Dataset entries:
PR #620, opened 2016-09-08
Remember expand actions in "State" view, so that when someone selects…

clbond:
… another component and then comes back, their expand/collapse state is the same


sumitarora:
👍 :shipit:

src/frontend/components/render-state/render-state.test.ts
```diff
@@ -1,17 +0,0 @@
-import * as test from 'tape';
```
igor-ka: @clbond @sumitarora did we just get rid of unit test here? :)

PR #630, opened 2016-09-09
Remove lodash and also fix the 'constant updating' issue first seen i…n the Raymond James app (which was also related to cloning)

clbond:


igor-ka:
@clbond LGTM :shipit:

#### ACTIVITY
Copy each line in the entries above where "opened" turns up.

#### SOLUTION
PR #620, opened 2016-09-08
PR #630, opened 2016-09-09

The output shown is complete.